» WHAT YOU WILL DO:
Please print exactly the lines running from the one that contains "new dependencies. Sorry." to the end of the data, with both lines included.

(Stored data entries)
· · · · ·
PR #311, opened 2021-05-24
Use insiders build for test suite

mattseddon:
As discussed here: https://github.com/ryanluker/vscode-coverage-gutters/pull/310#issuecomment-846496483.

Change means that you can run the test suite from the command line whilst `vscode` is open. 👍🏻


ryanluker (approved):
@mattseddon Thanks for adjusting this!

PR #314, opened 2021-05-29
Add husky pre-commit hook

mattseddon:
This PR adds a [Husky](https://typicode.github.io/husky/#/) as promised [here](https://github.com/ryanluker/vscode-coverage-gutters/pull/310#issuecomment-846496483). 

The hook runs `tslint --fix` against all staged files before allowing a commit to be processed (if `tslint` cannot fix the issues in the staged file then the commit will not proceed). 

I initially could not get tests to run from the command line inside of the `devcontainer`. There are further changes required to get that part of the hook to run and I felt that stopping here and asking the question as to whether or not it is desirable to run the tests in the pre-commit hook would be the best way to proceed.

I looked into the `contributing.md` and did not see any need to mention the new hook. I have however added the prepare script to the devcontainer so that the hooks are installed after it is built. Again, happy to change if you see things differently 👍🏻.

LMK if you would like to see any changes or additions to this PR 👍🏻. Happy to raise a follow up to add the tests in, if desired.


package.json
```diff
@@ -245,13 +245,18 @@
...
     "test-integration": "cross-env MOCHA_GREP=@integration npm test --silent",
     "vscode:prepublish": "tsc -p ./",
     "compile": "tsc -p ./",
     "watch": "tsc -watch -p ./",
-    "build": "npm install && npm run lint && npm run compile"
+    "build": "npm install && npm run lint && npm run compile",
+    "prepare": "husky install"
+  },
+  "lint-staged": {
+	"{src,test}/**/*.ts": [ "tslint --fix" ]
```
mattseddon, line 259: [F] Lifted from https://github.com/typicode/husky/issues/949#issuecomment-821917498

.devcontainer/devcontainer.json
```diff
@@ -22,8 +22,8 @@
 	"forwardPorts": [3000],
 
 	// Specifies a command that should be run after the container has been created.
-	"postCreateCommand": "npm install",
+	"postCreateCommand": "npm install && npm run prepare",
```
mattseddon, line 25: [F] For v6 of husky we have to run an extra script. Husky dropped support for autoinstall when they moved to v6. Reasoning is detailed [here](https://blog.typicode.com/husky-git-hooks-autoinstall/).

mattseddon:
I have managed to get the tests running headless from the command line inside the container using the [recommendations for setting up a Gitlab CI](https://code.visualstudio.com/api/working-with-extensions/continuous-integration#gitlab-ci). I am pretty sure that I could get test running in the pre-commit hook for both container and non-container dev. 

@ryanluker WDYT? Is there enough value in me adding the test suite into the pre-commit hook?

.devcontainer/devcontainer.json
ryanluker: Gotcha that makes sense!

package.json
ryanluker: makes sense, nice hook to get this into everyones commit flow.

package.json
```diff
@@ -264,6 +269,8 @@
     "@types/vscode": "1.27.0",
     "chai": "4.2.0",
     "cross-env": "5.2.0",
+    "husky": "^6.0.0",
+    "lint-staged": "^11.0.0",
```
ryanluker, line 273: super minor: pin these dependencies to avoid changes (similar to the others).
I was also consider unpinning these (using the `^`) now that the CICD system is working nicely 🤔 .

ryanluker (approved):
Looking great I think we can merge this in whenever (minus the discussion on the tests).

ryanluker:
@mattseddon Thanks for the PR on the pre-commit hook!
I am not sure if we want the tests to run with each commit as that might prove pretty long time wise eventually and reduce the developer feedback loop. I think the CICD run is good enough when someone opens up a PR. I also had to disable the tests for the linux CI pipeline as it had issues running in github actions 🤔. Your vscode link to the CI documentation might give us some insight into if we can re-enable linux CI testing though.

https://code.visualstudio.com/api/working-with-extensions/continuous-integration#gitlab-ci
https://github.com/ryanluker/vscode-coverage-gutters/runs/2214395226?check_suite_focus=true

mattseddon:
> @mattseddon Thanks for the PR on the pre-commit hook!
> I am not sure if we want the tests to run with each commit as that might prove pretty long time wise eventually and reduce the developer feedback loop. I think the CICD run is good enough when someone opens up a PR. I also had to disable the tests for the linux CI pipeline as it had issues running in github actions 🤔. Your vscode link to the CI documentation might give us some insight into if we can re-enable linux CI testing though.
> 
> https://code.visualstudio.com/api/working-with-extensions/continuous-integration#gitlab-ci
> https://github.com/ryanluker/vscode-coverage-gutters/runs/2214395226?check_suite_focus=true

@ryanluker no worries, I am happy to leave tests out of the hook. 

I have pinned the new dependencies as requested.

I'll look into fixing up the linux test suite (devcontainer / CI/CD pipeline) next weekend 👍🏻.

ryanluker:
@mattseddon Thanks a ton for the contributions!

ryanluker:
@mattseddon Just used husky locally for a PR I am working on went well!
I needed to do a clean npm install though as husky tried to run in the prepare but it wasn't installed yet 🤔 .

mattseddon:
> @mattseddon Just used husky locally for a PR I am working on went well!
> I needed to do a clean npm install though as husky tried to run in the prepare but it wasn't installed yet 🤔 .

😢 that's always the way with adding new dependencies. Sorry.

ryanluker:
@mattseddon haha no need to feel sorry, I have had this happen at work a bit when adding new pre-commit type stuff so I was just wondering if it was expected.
· · · · ·
» RESPONSE BELOW:
😢 that's always the way with adding new dependencies. Sorry.

ryanluker:
@mattseddon haha no need to feel sorry, I have had this happen at work a bit when adding new pre-commit type stuff so I was just wondering if it was expected.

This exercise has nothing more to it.